Our analyst has performed a propensity score analysis on our data. Basically, he used country, age and biological start year to "balance" the female and male population in our dataset. He has done an overlap assessment between the two groups (female & male) and looked at the linearized propensity score to see if there is "good" overlap.
Dataset:
structure(list(gender = c(0, 1, 0, 0, 1, 1, 1, 1, 0, 0, 1, 0,
1, 0, 1, 1, 1, 0, 0, 1), country = structure(c(1L, 2L, 2L, 3L,
1L, 1L, 1L, 1L, 1L, 1L, 3L, 3L, 3L, 1L, 1L, 1L, 1L, 1L, 1L, 1L
), .Label = c("CH", "CZ", "DK", "IS", "NL", "NO", "PT", "RO",
"SE", "SF", "SI", "TR", "UK"), class = "factor"), age = c(39,
37, 54, 33, 30, 62, 30, 48, 34, 40, 39, 41, 29, 31, 37, 27, 22,
23, 21, 31), bio_drug_name = structure(c(1L, 1L, 4L, 3L, 1L,
3L, 4L, 3L, 1L, 4L, 3L, 5L, 4L, 4L, 1L, 5L, 1L, 3L, 4L, 2L), .Label = c("adalimumab",
"certolizumab", "etanercept", "golimumab", "infliximab"), class = "factor"),
bio_drug_start_year = c(2007, 2011, 2012, 2012, 2012, 2004,
2012, 2012, 2012, 2012, 2012, 2012, 2016, 2015, 2013, 2015,
2013, 2013, 2014, 2013), asdas_crp_cii_6month = c(1, 1, 0,
1, 0, 0, 1, 0, 1, 1, 0, 1, 1, 1, 0, 1, 1, 0, 1, 0), bio_drug_start_year_centered = c(-8,
-4, -3, -3, -3, -11, -3, -3, -3, -3, -3, -3, 1, 0, -2, 0,
-2, -2, -1, -2), age_std = structure(c(-0.211016383746095,
-0.375088510873223, 1.01952456970737, -0.70323276512748,
-0.949340955818173, 1.67581307821588, -0.949340955818173,
0.527308188325984, -0.621196701563916, -0.12898032018253,
-0.211016383746095, -0.046944256618966, -1.03137701938174,
-0.867304892254609, -0.375088510873223, -1.19544914650887,
-1.60562946432669, -1.52359340076312, -1.68766552789025,
-0.867304892254609), .Dim = c(20L, 1L)), ID = 1:20), na.action = structure(c(`111395` = 169L,
`769107` = 2619L, `844107` = 2624L, `164325` = 2681L, `1011013` = 2728L,
`114174` = 2763L, `116484` = 2778L, `231118` = 3058L), class = "omit"), row.names = c("463",
"7729", "7756", "8306", "8324", "128", "8440", "8450", "8663",
"8809", "8840", "8857", "9020", "9033", "9101", "9324", "9377",
"9523", "9702", "9718"), class = "data.frame")

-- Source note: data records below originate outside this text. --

PR #660, opened 2018-05-19
Some code of conduct finesse

russss:
This is based on some reckons I had this evening about using "we" to try and make it clearer that the code of conduct is a collective thing. A few other tweaks as well.
image

I'm happy to make more changes and I'm not averse to expanding the CoC a little.

CC @tef and @drcable if that even works?

### DIFF
--- a/templates/code-of-conduct.html
+++ b/templates/code-of-conduct.html
@@ -7,29 +7,31 @@
 for everyone.</p>
 
 <p>
-   Sadly, technology events have a notorious reputation for harassment. We've set these ground
+   Sadly, technology events have a notorious reputation for harassment. We set these ground
    rules to make it abundantly clear that this kind of behaviour is not acceptable, so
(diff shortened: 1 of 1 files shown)


marksteward:
Not sure if this is useful, but as nobody else has commented...

- "sexualised imagery in public spaces" probably belongs in a separate item, unless I've misunderstood the intent
- I like the collective obligation idea, but 'we' seems like it refers to the organisers until you get to "We will not engage in aggression or elitism", which seems out of place (maybe because it sounds like a creed, or maybe because it's followed by a 'we' that shifts focus back to the organisers). I'd be tempted to revert this line unless we go wholesale for a collective voice, which I suspect would also make it more of an "accord with" than "abide by".

All the other changes look good to me.

russss:
I think I'll leave this and reconsider it after this event.

PR #686, opened 2018-06-23
Handle the awful python header wrapping crash.

Jonty:
I am not happy with this, but I also do not care about it very much. We could do with better logging somewhere for when we're failing to send emails.


russss:
We did #687 for this instead.

Issue #657, opened 2018-05-15
GC payments can be failed after being paid out


marksteward:
```
Apr 25 14:35:44 maxwell pipenv[16991]: 2018-04-25 14:35:44,743 apps.payments.gocardless INFO     None         Webhook resource type: payments, action: paid_out, cause: payment_paid_out, origin: gocardless
Apr 25 14:35:44 maxwell pipenv[16991]: 2018-04-25 14:35:44,745 root         INFO     None         Received paid_out action for gcid ..., payment ...
...
Apr 30 09:08:26 maxwell pipenv[13538]: 2018-04-30 09:08:26,011 apps.payments.gocardless INFO     None         Webhook resource type: payments, action: failed, cause: insufficient_funds, origin: bank
Apr 30 09:08:26 maxwell pipenv[13538]: 2018-04-30 09:08:26,015 apps.payments.gocardless INFO     None         Received failed action for gcid ..., payment ...
Apr 30 09:08:27 maxwell pipenv[13538]: 2018-04-30 09:08:27,938 apps.payments.gocardless ERROR    None         Current payment state is paid (should be inprogress), ignoring
```

marksteward:
Fixed by 189d3b1. To sanity check, I've done this:

```
In [19]: for p in ps:
    ...: p.gc = gocardless_client.payments.get(p.gcid)
    ...: p.expected_state = {'cancelled': 'cancelled', 'failed': 'failed', 'confirmed': 'paid', 'paid_out': 'paid', 'pending_submission': 'inprogress', 'submitted': 'inprogress', 'charged_back': 'refunded'}[p.gc.status]

In [22]: [(p, p.state, p.gc.status) for p in ps if p.state != p.expected_state]
Out[22]:
[(<GoCardlessPayment ...>, 'cancelled', 'failed'),
 (<GoCardlessPayment ...>, 'paid', 'failed'),
 (<GoCardlessPayment ...>, 'cancelled', 'failed'),
 (<GoCardlessPayment ...>, 'refunded', 'paid_out'),
 (<GoCardlessPayment ...>, 'cancelled', 'failed'),
 (<GoCardlessPayment ...>, 'cancelled', 'failed')]
```

The cancelled ones are fine - we don't cancel the GC payment when unreserving the tickets. Likewise the refunded. So I've just updated the state the remaining one that failed.

PR #703, opened 2018-07-18
Failure is an option

marksteward:
To address #657.


russss:
What's the rationale for adding the `late-failed` state rather than just using `failed`? I'm a bit concerned it might be easy to miss that state (as it's not very common).

(Perhaps it might be better to have an array column of previous states if we need visibility into the exact state changes?)

marksteward:
That's just there in case we need to treat them differently (e.g. sending for emails). I don't think it's crucial, and we can reconstruct it from payment.versions if necessary.

russss:
I think if we want to send a different email it's probably best to pass both the previous state and the current state into the email template, rather than having a completely new state.

marksteward:
Yeah it's just an in-case. I'll remove it.

PR #756, opened 2018-08-23
Add flag to indicate whether we can send messages to a volunteer during the event

vetraskr:
I'd appreciate some feedback on this - it's the first bit of python I've done, and while I think it's technically correct, I'm uncertain whether there are any style rules I've missed.

Also, I can't actually test it. I get a 404 when going to the volunteer page, on master and in this branch.


migrations/versions/2628a398bab8_.py
```diff
@@ -0,0 +1,28 @@
...
+revision = '2628a398bab8'
+down_revision = '5a5373c0d0d0'
+
+from alembic import op
+import sqlalchemy as sa
+
+
+def upgrade():
+    # ### commands auto generated by Alembic - please adjust! ###
+    op.add_column('volunteer', sa.Column('allow_comms_during_event', sa.Boolean(), nullable=False))
```
vetraskr: <@ms7821> the only thing I spotted is you'll need to add a server_default=expression.false() to this https://github.com/emfcamp/Website/pull/756/files#diff-8960f7762c417815fab99c7b646ea18dR19
11:45:40

<@ms7821> check out migrations/versions/716a1e3b4f86_add_cfp_accepted_only.py for an example

PR #769, opened 2018-08-26
Make sure the allow comms field is populated

jellybob:
The data was being persisted, but that wasn't being reflected on
the form.


static/js/volunteer-schedule.js
```diff
@@ -1,4 +1,5 @@
 function init_volunteer_schedule(data, all_roles, active_day) {
+   console.log("Is this doing anything at all?")
```
Jonty: Probably want to remove this!

Jonty:
LGTM other than the console.log needing removing.

PR #772, opened 2018-08-27
Volunteer UI Improvements

jellybob:
Most notably I've brought the schedule view in line with the rest of the site, and I've added the start of support for markdownified role descriptions to be displayed when looking at details.

### DIFF
--- a/static/js/volunteer-schedule.js
+++ b/static/js/volunteer-schedule.js
@@ -62,10 +62,13 @@ function init_volunteer_schedule(data, all_roles, active_day) {
 
     function make_open_modal_fn(shift) {
         return function open_modal() {
-            $('#signUp .modal-title').html('Sign up for ' + shift.role.name + ' @ ' + shift.start_time);
+            $('#modal-role').html(shift.role.name);
+            $('#modal-time').html(shift.start_time);
 
-            $('#signUp .modal-body').empty();
-            $('#signUp .modal-body').append(make_modal_details(shift));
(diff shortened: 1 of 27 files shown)


static/js/volunteer-schedule.js
```diff
@@ -74,36 +80,6 @@ function init_volunteer_schedule(data, all_roles, active_day) {
...
-            needed;
-
-        if (shift.min_needed === shift.max_needed) {
-            needed = shift.min_needed;
-        } else {
-            needed = shift.min_needed + ' - ' + shift.max_needed;
-        }
-
-        if (shift.is_user_shift) {
-            res.unshift(make_ele('p', 'You are currently signed up to this shift'));
```
Jonty: Is this functionality no longer needed?

Jonty:
LGTM, other than not being sure about the JS being removed - do we no longer need that functionality?

(Disclaimer: I've not had time to run this yet)

static/js/volunteer-schedule.js
jellybob: The same functionality is provided by the sign up buttons, which make it clearer in the list view that you're signed up for a given shift. Volunteer counts are also displayed there.

jellybob:
The same functionality is provided by the sign up buttons, which make it clearer in the list view that you're signed up for a given shift. Volunteer counts are also displayed there.

Jonty:
Merged and deployed

PR #791, opened 2018-09-01
abstract and description should not be redundant

saerdnaer:
typically they are appended by consuming clients. 

For the sake of completeness:
Frab defines '_abstract_' as  
> "One short paragraph that succinctly describes the event."

and '_description_' as 
> "A longer description of the event. Use this to give additional details that did not fit in the abstract. Both, abstract and description, will be shown on the conference website. (HTML)"


marksteward:
Thanks, merged and deployed!

PR #804, opened 2019-01-20
Dockerise the development environment

jellybob:
All the tests pass, and some clicking around hasn't surfaced anything obvious.


Dockerfile
```diff
@@ -0,0 +1,16 @@
+FROM python:3-stretch
+
+RUN apt-get update && \
+    apt-get install -y --no-install-recommends \
+      python3-dev libxml2-dev libxslt1-dev libffi-dev git glpk-utils && \
+    rm -rf /var/lib/apt/lists/* && \
+    pip3 install pipenv
+
+ADD . /app
```
russss: This isn't strictly necessary in development, as `/app` is mounted as a volume, and it'll slow the build time down as well as generate more intermediate docker images locally.

I suggest we remove this, then we can add a different Dockerfile for production when the time comes.

(Strictly it would also be [stylistically better](https://docs.docker.com/develop/develop-images/dockerfile_best-practices/#add-or-copy) to use `COPY` rather than `ADD` here.)

russss:
Thanks! This looks like a very good start. I think I'd like to hold off on merging this until we've finished with the 2018 website and cleared everything out (after t-shirt sales end in Feb). 

Stuff like your Makefile changes may well be fine but they'll conflict with the current production configuration. It's not worth trying to make everything work with the production environment when we'll be blowing it away.

Dockerfile
jellybob: Switched that to copy only the files needed to bootstrap the virtualenv.

russss:
@SamLR just found this while trying this on a new machine:

`dev_server.py` [only listens](https://github.com/emfcamp/Website/blob/master/dev_server.py#L52-L59) on 127.0.0.1 *unless* there's a `.inside-vagrant` file present (and this file is `.gitignore`d). So it won't work on a clean install.

We should probably just make the dev server listen on 0.0.0.0 in all circumstances.

russss:
I merged this, but Github didn't apparently notice.

PR #817, opened 2019-07-29
More visible diversity statement

### LINKED ISSUE #321: Diversity statement should be more accessible
Currently it (https://www.emfcamp.org/diversity) is only reachable via a body text link on the CfP. It should at least be linked from the Code of Conduct if not as part of the footer.

SamLR:
Closes #321 

Depends on #804


russss:
I'm going to be honest here - although I wrote this originally, I'm not really sure what this diversity statement is *for*. I'm also not especially happy with the tone of it (as originally written - not due to your changes, Sam).

I think if this is intended to be a policy for our own reference, then it shouldn't be on the main website. On the other hand, if it's meant to be for (potential) attendees then I think this information should be where it's actually needed - i.e. stuff about the CfP should be on the CfP page, and stuff about tickets should be on the tickets page. Diversity should be baked in rather than tacked on as an additional page.

I think there is also scope for a general "about EMF as an organisation" page which could cover some of the general stuff. 

But I feel like the diversity statement as it stands doesn't really seem to solve an obvious problem, and we should probably just get rid of it.

SamLR:
@russss I think that makes sense. Adding an "about EMF (org)" page makes a lot of sense (also a good location to potentially link philosophy page etc.)

Agree that the statement itself should have a specific purpose. Might be worth asking Alia for thoughts?

russss:
Cool, let's repurpose #817 to try and reflect that, and I'll close this PR (which is a conflicty mess anyway).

Code used to create PS-model and calculate linearized PS-score for male and females
psmod = glm( gender ~ country + age_std + bio_drug_start_year_centered, family = 'binomial', data = dat)

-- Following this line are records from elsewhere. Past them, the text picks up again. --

PR #823, opened 2019-11-02
Revise Code of Conduct

russss:
This adds a bit more detail on how we will respond to CoC issues, as
well as some other miscellaneous tweaks.

### DIFF
--- a/templates/code-of-conduct.html
+++ b/templates/code-of-conduct.html
@@ -40,7 +40,11 @@
 
 <h3>Our Response</h3>
 
-<p>During our events, we aim to reach a decision on all conduct issues within 12 hours.
+<p>
+  During our events, we aim to reach a decision on all conduct issues within 12 hours.
+   Outside of events, we will initially respond within one week.
+</p>
+<p>
     All reports will be taken seriously and will be considered in confidence by our
     Conduct &amp; Accessibility team with the involvement of the Directors and
     Duty Site Manager if necessary.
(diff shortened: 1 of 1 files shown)


templates/code-of-conduct.html
```diff
@@ -3,41 +3,60 @@
...
-  All our volunteer staff will be briefed on how to handle a harassment situation.</li>
+  All our volunteer staff will be briefed on how to handle reports.</li>
   <li>Drop us an email at <a href="mailto:{{ config['DUTY_EMAIL'][1] }}">{{ config['DUTY_EMAIL'][1] }}</a>.</li>
 </ul>
-<p>If you have any comments or queries, you can get in touch with our Conduct &amp; Accessibility team at <a href="mailto:{{ config['CONDUCT_EMAIL'][1] }}">{{ config['CONDUCT_EMAIL'][1] }}</a>.</p>
 
-<p><small>This Code of Conduct is licensed under the <a href="https://creativecommons.org/licenses/by/3.0/">Creative Commons Attribution 3.0 License</a>.</small></p>
+<h3>Our Response</h3>
+
+<p>During our events, we aim to deal with all conduct issues within 12 hours.
```
Jonty: Is it worth specifying the response time when we're not running an event? (Apols for slow reply)

russss: Ideally yes, but I don't want to make promises we can't keep, so I have no idea what timeframe would be reasonable.

Jonty: Is "deal with" implying that we'll finish handling with the issue within that 12 hour period, or just that our initial response will be within 12 hours?

russss: Good point, that's not terribly clear. I changed it to "reach a decision".

Jonty: In which case we should say something like "outside of events, we aim to initially respond within one week".

I don't feel comfortable committing to a resolution time outside events, but I feel we can at least say we'll respond saying "we have received your email" within a week or so.

russss: I think that's fair, I'll add that. I'd like to be able to promise a shorter time than that but we need to make sure we'll meet it.

PR #2137, opened 2026-06-24
Correct estimation by removing unnessecary changover

Jonty:
We place timeblocks to ensure that any changeover between content types is taken into account between them. By counting changeover time on every occurrence we over-estimate the time needed to place them.

This subtracts $changeover_period * blocks from the amount of time allocated in order to correct for the over-estimate.


Jonty:
This really needs a VERY GOOD eye over and some thinking before merge.

PR #2154, opened 2026-06-28
Make motorbike parking not needing a ticket clearer

ConnorMcF:
Seen several people ask this, so making it clearer on the travel page.

### DIFF
--- a/templates/about/travel.md
+++ b/templates/about/travel.md
@@ -26,7 +26,7 @@ Timetables and further information can be found on the [shuttle bus page](https:
 #}
 
 ## By Car
-If you plan to drive, you will need to [buy a parking ticket or live-in vehicle ticket](/tickets/other). Motorcycles do not require a parking ticket. 
+If you plan to drive, you will need to [buy a parking ticket or live-in vehicle ticket](/tickets/other).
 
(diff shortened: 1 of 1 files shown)


templates/about/travel.md
```diff
@@ -36,6 +36,10 @@ Unless you are travelling in a live-in vehicle, you will be parked in the main c
 
 We encourage attendees to carpool where possible. There's a [lift sharing](https://www.emfcamp.org/wiki/lift-sharing) page to find other people on the same route.
 
+### Motorcycles
```
marksteward: Sorry to be annoying but I think this would be better as a level-2 heading after the EV section, like "By Bike" below.

templates/about/travel.md
```diff
@@ -36,6 +36,10 @@ Unless you are travelling in a live-in vehicle, you will be parked in the main c
...
+
+Motorcycles do not require a parking ticket.
```
marksteward: Suggest putting "motorbikes" for the second instance of motorcycles to make it easier to search the page

marksteward (changes requested):

marksteward (approved):

marksteward:
Thanks!

PR #2170, opened 2026-07-02
Only installations still open

katiesteckles:


marksteward:
I've replaced this with 3b9684de which works it out automatically.

PR #2185, opened 2026-07-04
Add support for Google Wallet pass creation

lukegb:
This mimics the PKPass generation in some ways, but I didn't replicate certain aspects (e.g. the automatic generation of images from brand imagery).

For Google Wallet we support updating passes on-the-fly with an admin command - in principle the same thing is possible for Apple Wallet but that only works for users who are using the 'actual' Wallet implementation (users of third-party apps wouldn't benefit). We need to be able to generate the pass class using an admin command, which needs to be done whenever the definition changes - we could probably automate this at startup of the container but for now I haven't bothered, since it shouldn't change _too_ often...


marksteward:
Looks good (this was downloading in a browser):

Screenshot_20260704-174030
Screenshot_20260704-174047

You can't generate a class without a publicly accessible URL.

marksteward (approved):

PR #2191, opened 2026-07-05
Add table and UI for schedule item presenters

marksteward:
Adds presenter management UI.


marksteward:
Rebase and merged as 6aaf34f8

PR #2198, opened 2026-07-05
Add donors

joenash:
Adding two of the recent donors, and a special in-kind sponsor via Jonathan


templates/sponsors/sponsors.html
```diff
@@ -85,12 +85,23 @@ <h3 class="sponsor-tier-name sponsor-tier-name--badge">Badge</h3>
   </div>
 </div>
 
+<div class="row sponsor-row">
+  <div class="clearfix col-xs-2"></div>
```
lukegb: This got mangled a bit, I think vs. the other ones? It should be col-xs-12 and should wrap the other divs.

lukegb (changes requested):

templates/sponsors/sponsors.html
joenash: I have no earthly idea what happened here, the consequence of doing this in a meeting. Shall adjust!

templates/sponsors/sponsors.html
```diff
@@ -85,12 +85,24 @@ <h3 class="sponsor-tier-name sponsor-tier-name--badge">Badge</h3>
...
+</div>
+
 <div class="row sponsor-row">
   <div class="clearfix col-xs-12">
     <h3 class="sponsor-tier-name sponsor-tier-name--copper">Copper</h3>
     <ul>
       <li>Pimoroni</li>
       <li>Hookdeck</li>
+      <li>Dee "iVPN is better anyway"</li>
+      <li>🏳️‍⚧️Creatures for Civility, Cameradery, Community, and human
```
marksteward, line 104: Is this meant to be Camaraderie?

joenash: That is the text as the donor sent it! Probably safe to assume though

PR #2200, opened 2026-07-05
Allow shift notes

jellybob:
These get displayed on the volunteer schedule under the role name for cases where we need specific details to be shown, its primarily intended for workshop helpers, where the volunteer requirements are incredibly variable from shift to shift.


jellybob:
This one has an attached database migration so I'll leave it to be merged when someone who can do that is around.

marksteward (approved):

psmod = step(psmod, scope = list(lower = ~country + age_std + bio_drug_start_year_centered,
upper = ~(country + age_std + bio_drug_start_year_centered)^2+
poly(dat$age_std,degree=3)[,2] + poly(dat$age_std,degree=3)[,3] +
poly(dat$bio_drug_start_year_centered,degree=3)[,2] +
poly(dat$bio_drug_start_year_centered,degree=3)[,3]
),
direction='forward' )
summary(psmod)
# Predict ps-score
ps = predict(psmod, type= 'response')
lps = log(ps/(1-ps))
# Overlap assessment
par(mfrow=c(2,1))
min.lps = min(lps)
max.lps = max(lps)
hist(lps[dat$gender==0], breaks=50,main='male', xlab='Linearized ps-score', xlim=c(min.lps,max.lps))

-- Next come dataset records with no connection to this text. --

PR #2206, opened 2026-07-06
Receipt changes

marksteward:
There's enough in here that it could use an eye over

### DIFF
--- a/apps/common/walletpass.py
+++ b/apps/common/walletpass.py
@@ -4,7 +4,8 @@ import hashlib
 import io
 import json
 import zipfile
-from collections.abc import Iterable
+from collections import defaultdict
+from collections.abc import Iterable, Mapping
 from datetime import datetime
 from functools import lru_cache
 from pathlib import Path
@@ -28,7 +29,7 @@ from PIL.Image import Palette, Resampling
 from apps.common.receipt import get_purchase_metadata
 from apps.config import config
 from main import static_digest
-from models.user import User
+from models.user import User, verify_checkin_code
 
 if TYPE_CHECKING:
     pass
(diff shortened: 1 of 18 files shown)


apps/tickets/tasks.py
```diff
@@ -512,99 +523,42 @@ def ticket_url(email):
...
-        app.logger.debug("Google Wallet ticket differences for %s: %s", user.email, differences)
-        app.logger.info("Updating Google Wallet ticket %s for user %s", new_pass["id"], user.email)
-        client.update(resourceId=new_pass["id"], body=new_pass).execute()
+            click.echo(f"User {user.email} has no ticket in Google Wallet's backend.")
+
+        walletpass.update_gwallet_pass(client, user, old_pass, new_pass)
+
+    elif all_users:
+        old_passes_by_user_id = walletpass.get_all_gwallet_passes(client)
+        user_query = db.select(User).options(db.joinedload(User.buildup_volunteer))
```
lukegb, line 554: I don't remember why this joinedload's buildup_volunteer, and it probably shouldn't.

marksteward: It's to correct the arrival time shown on the ticket, I reckon it's good.

apps/common/walletpass.py
```diff
@@ -686,3 +688,113 @@ def gwallet_api_client() -> googleapiclient._apis.walletobjects.v1.resources.Wal
...
+def get_all_gwallet_passes(
+    client: googleapiclient._apis.walletobjects.v1.resources.WalletobjectsResource,
+) -> Mapping[int, list[googleapiclient._apis.walletobjects.v1.EventTicketObject]]:
+    has_next = True
+    next_token = None
+    # I'm not sure if it's possible for multiple tickets to exist for a specific user,
+    # but let's assume it is for some reason, and that we want to update them all.
+    passes_by_user_id = defaultdict(list)
+    while has_next:
+        # God this interface sucks
```
lukegb, line 702: pagination is hard etc

apps/tickets/tasks.py
lukegb: Ah, right, yeah, that makes sense. SGTM.

lukegb (approved):

apps/common/walletpass.py
marksteward: 🫠

PR #2211, opened 2026-07-07
Show the Not Recording icon for review talks too

barnoid:
Discussed briefly on MM content-greenroom. Maybe to be obsoleted by the schedule viewer.

### DIFF
--- a/templates/schedule/_schedule_item_icons.html
+++ b/templates/schedule/_schedule_item_icons.html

hist(lps[dat$gender==1], breaks=50,main='female', xlab='Linearized ps-score', xlim=c(min.lps,max.lps))
Here is the output of the image
Although this is fine for him, it is not sufficient for a scientific journal. I would like to use ggplot to create a nice histogram and show overlap between the males and females. There are some nice examples over here However, since the lenghts of the linearized PS-scores differ, I am not sure how to turn this into a dataset and then use it on ggplot.